Breen v Breen

JurisdictionScotland
Judgment Date13 July 1961
Docket NumberNo. 22.
Date13 July 1961
CourtCourt of Session (Inner House - Second Division)

2ND DIVISION.

Lord Cameron.

No. 22.
Breen
and
Breen

Husband and WifeDivorce for crueltyAction defended by curator ad litem on ground of defender's insanityM'Naghten rulesProtection of injured spouseWhether pursuer entitled to divorceDivorce (Scotland) Act, 1938 (1 and 2 Geo. VI, cap. 50), sec. 1 (1) (c).

An action of divorce on the ground of cruelty, brought by a wife against her husband, was defended on the ground of the husband's insanity at the time of the assaults committed by him upon his wife.

The defender was diagnosed as a schizophrenic in June 1954. He married the pursuer in December 1954, and committed acts of violence upon her intermittently from February 1955 until August 1955, when he entered a mental hospital, and again from February 1956, when he came out of hospital, until his final return there in November 1956.

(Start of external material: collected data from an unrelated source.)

Issue #1621, opened 2026-04-16
refactor: Iron Condor wing selection should filter to liquid strikes at strategy.py, not patch at order creation


rozavala:
## Description

The April 15 incident (issue #1615) where Iron Condor order aborted because `OZWN6 C0615` had no market maker quote was a symptom of a deeper architectural issue: the strike selection in `strategy.py` (`find_strike_by_delta`, index-based fallback) picks strikes purely from the option chain definition without verifying market data availability.

PR #1612 initially added a runtime fallback in `create_combo_order_object` (ib_interface.py) that tried adjacent strikes inward when market data was missing. This was reverted because:
1. It silently changed the trade structure — risk validation ran against original strikes, execution used fallback strikes
2. `strategy_def['legs_def']` stayed at original strikes while `qualified_legs` used fallback → mismatch for overlap detection and logging
3. Moving the wing inward changes max loss, max profit, and breakeven without council re-evaluation

## Proposed fix

The right fix is earlier in the pipeline — at strategy selection time:

1. After `define_volatility_strategy` selects strikes (delta-based or index-based), do a pre-flight check: request snapshot market data for the 4 proposed strikes
2. If any wing (BUY leg) has no bid/ask, replace it with the nearest strike that does have a quote, OR skip this expiry entirely
3. Return the validated `strategy_def` with strikes that are confirmed tradeable

This way the risk validation, legs_def, and execution all see the same strikes from the start.

Note: This requires passing an `ib` connection into `define_volatility_strategy`, or doing the pre-flight check in `order_manager.py` between `define_func()` and `create_combo_order_object()`.

Issue #1615, opened 2026-04-16
bug: ZW Option orders aborted due to missing market data (OZWN6)


rozavala:
### Description
At 14:31 UTC, ZW option orders were aborted because market data could not be retrieved.

### Log Snippet
```
2026-04-15 14:31:31,349 - root - ERROR - Insufficient price data for OZWN6 C0615. Bid: None, Ask: None
2026-04-15 14:31:31,351 - root - ERROR - Failed to get market data for OZWN6 C0615. Aborting order.
```

rozavala:
## Diagnostic Results (April 16, 2026)

**Root cause: Dynamic CME strike grid + boundary liquidity — NOT a subscription problem.**

### What the diagnostic confirmed

A targeted diagnostic script () was run against the live OZWN6 chain during active CBOT overnight session (04:29 UTC).

**ZWN6 futures:** bid=602.25, ask=602.5 — connection and subscription healthy.

**Strike qualification results:**
- 18/30 probed strikes qualified (all 10-cent interval strikes)
- 5-cent interval strikes (575, 585, 595, 605, 615, 625, 635) returned **Error 200** (no security definition)
- All 18 qualified strikes had live bid/ask — **0 missing quotes today**

### Why C0615 failed on April 15

CME/CBOT dynamically lists option strikes near ATM. On April 15 with ATM ~595.75:
- The exchange temporarily listed **5-cent interval strikes** (575, 585, 595, 605, 615, 625) near ATM
- C0615 appeared in the chain and was qualifiable (conId returned)
- But it was at the **outer boundary of the temporarily-listed grid** with no market maker quoting it
- The Iron Condor selected C0615 as the outer call wing → market data request returned Bid=None, Ask=None → abort

Today the chain only shows 10-cent intervals (560, 570, 580, ...) — C0615 doesn't even qualify.

### Conclusion

This is **not a subscription issue** and **not a broad ZW data problem**. The abort was expected behavior when an Iron Condor wing lands on a strike that exists in the IB chain but has no active quotes.

### Fix

The Iron Condor wing selection should validate that proposed wing strikes have actual market data before proceeding. If the outer wing has no quote, the strategy should either:
1. Fall back to the nearest qualified adjacent strike that has a live quote
2. Skip Iron Condor entirely for that cycle if no valid outer wings can be found

This prevents selecting strikes at the boundary of the dynamic CME strike grid where liquidity is absent.

rozavala:
[...]

PR #1869, opened 2026-04-28
fix(strategy): pre-strategy affordability gate for LONG_STRADDLE

rozavala:
## Summary
- Closes #1394 (KC straddle compliance rejections — recurring)
- Adds a Black-Scholes pre-strategy affordability gate for LONG_STRADDLE in \`define_volatility_strategy\` so KC (and any future profile where 1-lot straddle premium exceeds the compliance threshold) skips early instead of running the full Tier 2 + Tier 3 + IV-fetch + VaR-refresh + order-build pipeline only to be rejected at compliance.

## The recurring problem

KC at ~\$270 underlying with \$375/pt multiplier produces a 1-lot ATM straddle around \$15-20k of premium. The compliance threshold for KC is \$10k (\`compliance.py:649\`, \`config/profiles/kc.json:411\`). Math:
- Notional per lot ≈ 270 × 375 = \$101k
- ATM straddle ~5-20% of notional depending on IV/DTE
- KC profile IV=0.35 + 8-month expiry → BS straddle ≈ \$19,463

The original issue was filed 2026-03-23, closed without a fix. Today's KCZ6 LONG_STRADDLE attempt at 15:04:01 UTC:

\`\`\`
2026-04-27 15:04:01 - signal_generator - WARNING - CONVICTION GATE: Suppressing BEARISH signal for KCZ6 (202612).
2026-04-27 15:04:01 - signal_generator - INFO - STRATEGY SELECTED: LONG_STRADDLE | catalyst=Drought conditions (urgent)
2026-04-27 15:04:01 - root - INFO - Creating Limit Order for BUY 1 @ 53.10 (Adaptive Cap: 56.05).
2026-04-27 15:04:13 - OrderManager - INFO - Pre-batch VaR refresh complete  ← whole pipeline ran
2026-04-27 15:04:16 - compliance - WARNING - Straddle risk \$19,912 exceeds threshold \$10,000 for Coffee (Arabica)
2026-04-27 15:04:16 - OrderManager - WARNING - Order blocked by Compliance: Straddle risk too high for account size
\`\`\`

\`compliance.py\` correctly catches it but only after ~30s of fetch + LLM + IB-API work that won't produce a trade.

## Fix

[...]

PR #1612, opened 2026-04-15
fix: Error 478, VaR resilience, ZW suffix, duplicate accumulation (#1613), FIFO leg-deduction (#1614)

rozavala:
## Summary

- **Error 478 / VaR SB=F (#1607, #1608)** — BAG symbol/exchange derived from \`combo_legs[0].contract\` instead of KC-default config. VaR continues per-symbol on yfinance failure instead of aborting all VaR. ZW suffix added to all 3 missing maps (\`dashboard_utils.py\`, \`6_Signal_Overlay.py\` ×2).
- **Duplicate spread accumulation (#1613)** — \`_check_contract_overlap\` Check 2 blocks same-direction re-entry of an identical spread.
- **FIFO leg-deduction fix (#1614)** — Root cause of false "reverse orphan" alert: the \`any_present\` fail-closed branch kept a partially-covered thesis alive but did not deduct its present legs from \`remaining_ib\`. Fix: deduct present legs, clamped to \`min(exp, avail)\` / \`max(exp, avail)\` to prevent phantom opposite-sign positions. D3 notification-only with enriched diagnostics.

## Issues fixed
- Closes #1607
- Closes #1608
- Closes #1613
- Closes #1614

## Root-cause issues opened (deferred)
- #1619 — \`position_monitor\` uses single KC config for all commodities in risk closure
- #1620 — consolidate 4 independent exchange→yfinance suffix maps
- #1621 — Iron Condor wing selection: filter to liquid strikes at \`strategy.py\` (replaces reverted wing fallback; #1615 reopened)
- #1622 — signal/strategy layer is stateless w.r.t. existing positions (cross-cycle dedup)

## Test plan
- [x] \`pytest tests/test_order_manager.py::TestCheckContractOverlapAccumulation\` — 6 tests for duplicate spread guard
- [x] \`pytest tests/test_exit_integration.py::TestReconcileOrphanedThesesAggregation\` — 9 tests including FIFO false-orphan regression and over-deduction clamp
- [x] \`pytest tests/test_ib_interface.py::TestCreateComboOrderMissingMarketData\` — tests abort-on-missing-market-data (extracted from removed dead class)
- [x] \`pytest tests/test_var_calculator.py::test_var_partial_symbol_failure_continues tests/test_var_calculator.py::test_var_all_symbols_fail_returns_none\` — VaR partial-data behavior
[...]

PR #1871, opened 2026-04-28
fix(strategy): require Greeks for Iron Condor — disable position-based fallback by default

### LINKED ISSUE #1855: bug: IRON_CONDOR strategy selection produces structurally unfilled spreads — 12+ selections, 0 fills
## Summary

Iron Condor has been selected by the strategy router **at least 12 times** in the available log history (10 on 2026-04-20, 2 on 2026-04-27) and has **never filled**. Two distinct failure modes have been observed; both are classes of \"strike selection produces theoretically valid but practically untradeable spread.\"

This is the operational consolidation issue for #1621 (closed 2026-04-17 with the architectural fix described but not implemented).

## Ground truth (across all log files)

\`\`\`
$ grep -h \"STRATEGY SELECTED: IRON_CONDOR\" logs/*.log | awk '{print substr(\$1,1,10)}' | sort | uniq -c
     10 2026-04-20
      2 2026-04-27

$ grep -hE \"IRON_CONDOR|Iron Condor\" data/*/archive_ledger/*.csv | wc -l
0
\`\`\`

## Failure mode A: Wing strike has no market data (#1615 / #1621)

The April 15 incident: \`OZWN6 C0615\` had no market maker quote, so the order aborted at runtime. PR #1612 added a runtime fallback (substitute adjacent strikes) but was reverted because risk validation ran against original strikes while execution used fallback strikes. #1621 proposed moving the fix earlier in the pipeline (\`strategy.py\`'s \`define_volatility_strategy\` should pre-flight market data on selected strikes) but was closed without implementation on 2026-04-17.

## Failure mode B: Negative-credit floor (NEW today)

\`\`\`
2026-04-27 10:09:24 - signal_generator - WARNING - CONVICTION GATE: Suppressing BEARISH signal for KCU6 (202609). |weighted_score|=0.0738 < threshold=0.2. Overriding to NEUTRAL (no trade).
2026-04-27 10:09:24 - signal_generator - INFO - STRATEGY SELECTED: IRON_CONDOR | regime=RANGE_BOUND, vol=BEARISH
2026-04-27 10:09:27 - root - INFO - Using index-based Iron Condor (no Greeks available or delta logic failed)
2026-04-27 10:09:40 - OrderManager - INFO - Iron Condor risk calc: width=5.0, dollar_mult=375.0, qty=1, max_loss=\$1,875.00
2026-04-27 10:09:44 - root - INFO - LIQUIDITY FILTER PASSED: Market spread (2.70) within allowed (4.00, binding=TICK_FLOOR).
2026-04-27 10:09:44 - root - WARNING - RISKLESS COMBO FILTER: SELL spread has zero/negative floor price (-3.90). IB would reject as riskless. Skipping.
\`\`\`

The IC builder fell through to the **index-based fallback** (\`no Greeks available or delta logic failed\`), then selected strikes whose net structure has a negative theoretical floor — meaning the market math says it's a riskless arbitrage. IB's pre-trade check correctly rejects this; the order never reaches the wire.

This is a sibling defect to A: same root cause (strike selection doesn't validate the resulting spread is actually tradeable), different surface symptom.

## Why both modes recur

\`define_volatility_strategy\` in \`strategy.py\` selects strikes by:
1. Delta-target (preferred) — requires Greeks from market data
2. **Index-based fallback** — purely chain-position math when Greeks unavailable

The fallback is what fires when Greeks are missing (timeouts, deep-OTM, illiquid). It doesn't validate:
- That the chosen strikes have live quotes (mode A)
- That the resulting net premium is positive after spread/slippage (mode B)
- That the four legs together produce a structure IB will accept

## Cost

- Every IC selection runs a full Tier 2 + Tier 3 pipeline (~\$0.40-\$0.60 of LLM cost) plus IB API calls, ending in a no-op
- Conviction-gate path (today's two cases): a bearish signal got suppressed to NEUTRAL → IC selected → IC rejected. Net effect: a real bearish signal was discarded *and* no vol-substitute trade replaced it. Brier reliability tracking gets a NEUTRAL / NO TRADE outcome instead of either the suppressed bearish signal or a credible IC trade.
- Council eats budget without producing any executable position whenever the IC path is the chosen vol strategy.

## Suggested fix (one of)

The #1621 architectural approach is still the right shape: validate strikes at strategy-selection time, before the order builder commits.

Concretely, add to \`define_volatility_strategy\` (or in \`order_manager.py\` between \`define_func()\` and \`create_combo_order_object()\`):

1. **Quote pre-flight**: snapshot bid/ask for the 4 selected strikes; if any wing has no quote, replace inward to the nearest quoted strike, or skip the expiry. (Mode A.)
2. **Net-premium pre-flight**: compute the theoretical net credit/debit using mid prices; if a credit IC has negative net (mode B), reject and either retry with wider wings or skip. (Mode B.)
3. **Index-fallback hardening**: when Greeks are unavailable, instead of falling through to position-based strike picks, refuse to construct an IC at this expiry. Force the strategy router to return NO TRADE rather than build a structurally invalid spread.

(3) is the most conservative — it accepts that without Greeks we can't pick safe strikes, and prefers no trade over a guaranteed-rejection trade.

## Cross-references

- #1394 — KC straddle compliance rejections (just reopened — same class of issue: vol-strategy execution layer is structurally blocked)
- #1621 — IC wing selection refactor (closed without fix; this issue subsumes it)
- #1615 — original IC market-data wing failure
- #1612 — reverted runtime-fallback PR
- #1268 — emergency-shadow routing mismatch (closed; surfaced the IC-doesn't-fill pattern earlier)

rozavala:
## Summary
- Closes #1855 (Iron Condor 12+ selections, 0 fills)
- Subsumes the architectural fix proposed in #1621 (closed without implementation)
- Mirrors the B-S delta enrichment already done by \`define_directional_strategy\` so Iron Condor can run the delta-based path on the same chain shape from \`build_option_chain\` instead of falling through to a position-based picker that's been producing structurally-invalid spreads.

## The recurring problem

12 IC selections across available log history, **0 fills**. Two distinct failure modes both rooted in the index-based fallback:

| Failure mode | Surface symptom | Filed under |
|---|---|---|
| Wing strike has no market data | Order aborts at runtime | #1615 / #1621 |
| Net credit is negative | \`RISKLESS COMBO FILTER: SELL spread has zero/negative floor price (-3.90)\` — IB rejects as riskless arb | observed live 2026-04-27 KCU6 |

Both come from the same root: when Greeks are missing, \`define_volatility_strategy\` falls through to an index-based picker (\`iron_condor_short_strikes_from_atm\` + \`iron_condor_wing_strikes_apart\`) that selects strikes purely by chain position without validating that the resulting spread is tradeable.

## Fix

Three changes in \`define_volatility_strategy\`:

### 1. B-S delta enrichment for IC

When the chain has no Greeks (the normal shape from \`build_option_chain\` in \`ib_interface.py\` — only \`strikes_by_expiration\`, no \`calls\`/\`puts\` lists), enrich it with B-S deltas using the profile's \`fallback_iv\` and \`risk_free_rate\`. Same call to \`_enrich_chain_with_bs_deltas\` that \`define_directional_strategy\` already uses for the same chain shape. The delta-based path (well-spaced 16/5-delta wings) now runs on the same chain that previously fell through to index picks.

### 2. Index-based fallback disabled by default

When the delta-based selection genuinely cannot produce valid wings (sparse chain, BS-enriched deltas don't bracket targets), return \`None\` rather than build a position-based spread. The strategy router falls through to NO TRADE — \`signal_generator\` records the cycle, no order build, no IB pre-trade rejection.

### 3. Legacy path preserved behind a toggle

\`iron_condor_allow_index_fallback\` (default \`False\`) re-enables the position-based picker per-profile. Profiles whose chains are dense enough that index picks reliably produce positive-credit spreads can opt in; the unguarded default protects everything else.

## Why this works (empirical check)

For today's KCU6 case (the negative-credit-floor failure):
- Pre-fix: index path picked strikes 2 + 2 from ATM regardless of whether the math produced a positive credit. Result: net credit -3.90, IB rejected.
- Post-fix: BS enrichment runs (KC has no live Greeks at strategy-define time), delta-based picker selects 16/5-delta wings whose spreads are structurally guaranteed positive credit by Black-Scholes pricing. Or, if the chain is too sparse for clean delta picks, returns None — preferable to building a guaranteed-rejection order.

## Risk assessment

- **No safety-critical impact**: only changes which strategies *get built*, not how orders are routed/filled/closed.
- **No new IB API calls**: enrichment is pure analytic, reuses functions already imported by this module.
- **Conservative profile-lookup fallback**: if \`get_active_profile\` raises, defaults to IV=0.30 / r=0.05 (matches \`CommodityProfile\` defaults).
- **Backwards compatibility for profiles that need the legacy path**: \`iron_condor_allow_index_fallback: true\` in \`config.json.strategy_tuning\` restores the old behavior verbatim.

## Test plan
- [x] \`test_chain_without_greeks_runs_through_bs_enrichment\` — load-bearing: delta path runs on a Greeks-less chain after enrichment; chain ends up with populated \`calls\`/\`puts\`; produces a 4-leg SELL spread.
- [x] \`test_index_fallback_disabled_by_default_returns_none\` — sparse chain where delta path can't produce ordered wings: returns \`None\` (no fallback) or a delta-path spread that satisfies \`lp<sp<sc<lc\`.
- [x] \`test_index_fallback_opt_in_still_works\` — \`iron_condor_allow_index_fallback: True\` restores the legacy index-based picker exactly as before.
- [x] Existing \`test_define_low_vol_strategy_iron_condor\` updated to pin the legacy path via the new toggle, preserving original index-picker coverage.
- [x] Regression scope: \`test_strategy.py + test_order_manager.py + test_signal*.py\` → 73/73 passing
- [ ] Live verification deferred to next NEUTRAL→IRON_CONDOR selection. Expect either (a) a clean delta-based IC build with positive net credit + actual fill, or (b) a clean NO TRADE log line — never another riskless-combo filter rejection.


rozavala:
## Verdict: APPROVE — Ready to be merged

Behavioral change is justified, fail-closed semantics are correct, scope is tight, and the empirical record (12+ selections, 0 fills) makes the prior fallback objectively worse than NO TRADE.

### MECE

**1. Value (high)**
- Issue #1855 documents the failure: index-based picker selected strikes purely by chain position, producing two structurally invalid spreads — wing-strike-no-quote (#1615) and **negative-credit floor** (KCU6 2026-04-27 — IB rejected as riskless arb at `-3.90`). 12 IC selections in available logs, 0 fills.
- The PR doesn't merely "disable" — it **upgrades**: it mirrors the B-S delta enrichment that `define_directional_strategy` already does for the same `build_option_chain` shape. So the common case (Greeks missing, KC chain at strategy-define time) now runs the *same* delta-based picker (16/5-delta wings) that all four other strategies already use. Index fallback is the failure path, not the primary path.
- Subsumes #1621 (closed without implementation). One coherent fix vs. an open architectural debt.

**2. Risk (correctly contained)**
- **Scope is IC-only.** Diff touches only the `signal['level'] == 'LOW'` branch of `define_volatility_strategy`. Long Straddle (`level=='HIGH'`) at line 377-378 is identical to pre-PR. Bull/Bear Call/Put live in `define_directional_strategy` (separate function), unchanged. Verified.
- **Fail-closed correct.** When delta path can't produce ordered wings AND no opt-in toggle, return `None`. Both callers (`order_manager.py:1677`, `orchestrator.py:5161`) already gate on `if strategy_def:` — None propagates as NO TRADE without errors.
- **Observability present.** WARNING log at suppression includes `localSymbol`, "(chain too sparse or BS-enriched deltas didn't bracket the targets)", and `#1855` reference. Specific enough to filter logs for "IC suppressed" rate.
- **Brier/risk continuity intact.** `risk_management.check_iron_condor_theses` and `brier_scoring`'s IC outcome scoring both operate on *executed* positions. Suppression at strategy-define means no thesis recorded — same as any other no-trade cycle. No Brier gap that didn't already exist for compliance-rejected ICs.
- **Reversibility:** `iron_condor_allow_index_fallback: True` per-profile restores legacy verbatim. Default `False` is the safe choice; flag preserves an escape hatch.
- **Profile-lookup safety:** `try/except` around `get_active_profile` falls back to IV=0.30 / r=0.05 (matches `CommodityProfile` defaults). Conservative.

**3. Prior art**
- #1621 closed 2026-04-17 architecturally proposing this exact fix; this PR implements it. #1612 reverted runtime fallback (different issue: risk validated original strikes while exec used fallback). This PR puts the validation upstream at strategy-define time, avoiding that desync.
- No prior toggle-flip cycle on this fallback that I found.

**4. Trajectory fit**
- Complements #1869 (LONG_STRADDLE affordability gate) — both are pre-strategy validation guards that prefer NO TRADE over guaranteed-rejection orders. A "strategy pre-validation" pattern is emerging across the four strategies; this is the third one (after directional already had this via delta path, and #1869 for straddles). Iron Condor catches up here.

### Verification

- **Diff scope:** IC-only (LOW vol branch). +186/-3, 2 files. Confirmed.
- **Default value:** `iron_condor_allow_index_fallback: False` by default at line 453. `iron_condor_use_delta: True` by default at line 382.
- **Failure logging:** WARNING with full context at line 454-461. Specific.
- **Tests cover both branches:**
  - `test_chain_without_greeks_runs_through_bs_enrichment` (delta path runs after BS enrichment, 4-leg SELL produced)
  - `test_index_fallback_disabled_by_default_returns_none` (sparse chain, no opt-in → None)
  - `test_index_fallback_opt_in_still_works` (toggle restores legacy)
  - Existing `test_define_low_vol_strategy_iron_condor` updated to pin legacy via toggle.
- **No regression on other strategies:** Long Straddle path at line 377-378 unchanged. Directional unchanged.

### Tests

Full suite: `pytest tests/ -x -q --timeout=120 --ignore=tests/test_dashboard_pages.py` → **2049 passed, 0 failed** in 6m 39s. No IC-related test was passing pre-PR and is now failing — the only change is `test_define_low_vol_strategy_iron_condor` was *intentionally* pinned to the legacy path via the new toggle to preserve coverage of the index-picker contract for opt-in profiles.

### Action

Adding `Ready to be merged`. Recommended monitoring after merge: grep `"Iron Condor: delta-based selection did not produce valid wings"` in production logs to track suppression rate. If it spikes, that's the signal to investigate KC chain sparsity or tune `iron_condor_sell_delta` / `iron_condor_buy_delta` defaults.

There was not a total alienation of reason, and the expert medical witnesses were agreed that the defender knew the nature and quality of his acts. They would, however, have been prepared to certify him as insane from at least February 1955.

Held that the evidence disclosed that the defender's assaults upon the pursuer were symptoms of, and carried out under the influence of, his insanity; that insanity, if shown to be related to the acts of cruelty of which complaint was made, was a good defence to an action of divorce on the ground of cruelty; and defender assoilzied.

Opinion, per Lord Strachan, that certifiability was not the test; and that, to establish a defence of insanity, it was necessary to show on the facts of the particular case that the defender suffered from such unsoundness of mind as to make it impossible, or at least unreasonable, to say that he was guilty of cruelty.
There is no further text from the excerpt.